Software Defined Vehicles

Interview with Deepak Vedha Raj Sudhakar, Mercedes-Benz

“Performance simulation and predictive analysis play a critical role”

2 min
Deepak Vedha Raj Sudhakar holds a Master of Science in Embedded Systems from Eindhoven University of Technology and TU Berlin.

Balancing performance and functional safety remains one of the toughest challenges in automotive computing. Mercedes-Benz expert Deepak Vedha Raj Sudhakar explains how model-based simulation optimizes SoC design and accelerates ADAS integration.

With a background in embedded systems and timing analysis, Dr Deepak Vedha Raj Sudhakar has spent nearly a decade shaping the future of high-performance automotive computing. Before joining Mercedes-Benz as SoC Performance Architect, he worked as a researcher at Inchron, focusing on timing analysis and optimization of distributed E/E architectures, and as an embedded software engineer at DAF Trucks, where he contributed to vehicle intelligence and control systems. At the Automotive Computing Conference 2025, he will present a model-based approach to predictive resource analysis for early-stage SoC design. In the run-up to the event, we asked him three questions on this topic area.

ADT: Modern vehicle platforms demand high performance and strict safety compliance at the same time. From your perspective, what are the key challenges in balancing SoC performance optimization with functional safety?

Sudhakar: Functional safety introduces strict constraints into the SoC performance optimization process. To guarantee safety, certain compute cores and memory regions must be reserved for specific safety-critical applications. This limits flexibility in resource allocation and reduces the design space for optimization. As a result, performance tuning must be carried out within these boundaries, ensuring that safety requirements are never compromised while still achieving the best possible system efficiency.

At the ACC 2025, you will present an approach for early-stage predictive resource analysis using model-based simulation. How does this method improve development efficiency, especially in integrating ADAS functions?

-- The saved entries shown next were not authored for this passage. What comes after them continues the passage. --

PR #252, opened 2017-09-15
Native Readline, Round 2

SimonJF:
Again, I messed up a merge, so here is the (hopefully satisfactory) linenoise patch so that newcomers won't need rlwrap...


basicsettings.ml
```diff
@@ -256,8 +256,26 @@ module Unify = struct
...
 
-(* Standard library path *)
-let stdlib_path = Settings.add_string ("stdlib_path", "", `User)
+  (* Standard library path *)
+  let stdlib_path = Settings.add_string ("stdlib_path", "", `User)
+end
+
+module Readline = struct
+  (* Path for readline history file *)
+  let readline_history_setting = Settings.add_string("readline_history_path", "", `User)
```
dhil: This option may be unnecessary. It seems to be of little value. On the other hand, I don't mind it either.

This approach uses model-based simulation to predict resource usage—CPU, GPU, NPU, interconnect, flash, and RAM—under realistic worst-case end-user scenarios with certain foreground and background applications running simultaneously. By simulating these conditions early, we avoid over-dimensioning hardware and gain deep insights into system behavior. For example, does a safety-relevant domain such as the interior camera for driver and passenger monitoring risk CPU starvation? Are task dispatch rates and run queues appropriate for the CPU? Can the system handle both CPU-bound and memory- or I/O-bound tasks effectively? These insights help identify optimal configurations that meet both safety and performance requirements long before hardware or implementation is available, significantly improving development efficiency and the integration of complex ADAS functions

Mercedes-Benz is known for pushing technical boundaries while maintaining reliability. How do performance simulation and predictive analysis contribute to achieving both innovation speed and system stability?

Performance simulation and predictive analysis play a critical role in determining how future SoCs should be scaled and what compute and memory resources will be required for upcoming features. These techniques also enable the comparison of different SoC options across vendors, providing valuable insights for selection from a performance perspective. Additionally, predictive analysis helps identify resource headroom early, ensuring that new functionalities can be integrated without compromising system stability or safety.